• [Activity]: Set down every entry again, exactly as it appears.

===== Provided records

PR #163, opened 2021-01-29
Rd2roxygen, and various nasisDBI documentation improvements

brownag:


dylanbeaudette:
This comment may be too late, but per #164, it looks like a lot of strange conversions (.Rd -> roxygen) may have happened in this PR. ?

==========

• [Solution]:
PR #163, opened 2021-01-29
Rd2roxygen, and various nasisDBI documentation improvements

brownag:


dylanbeaudette:
This comment may be too late, but per #164, it looks like a lot of strange conversions (.Rd -> roxygen) may have happened in this PR. ?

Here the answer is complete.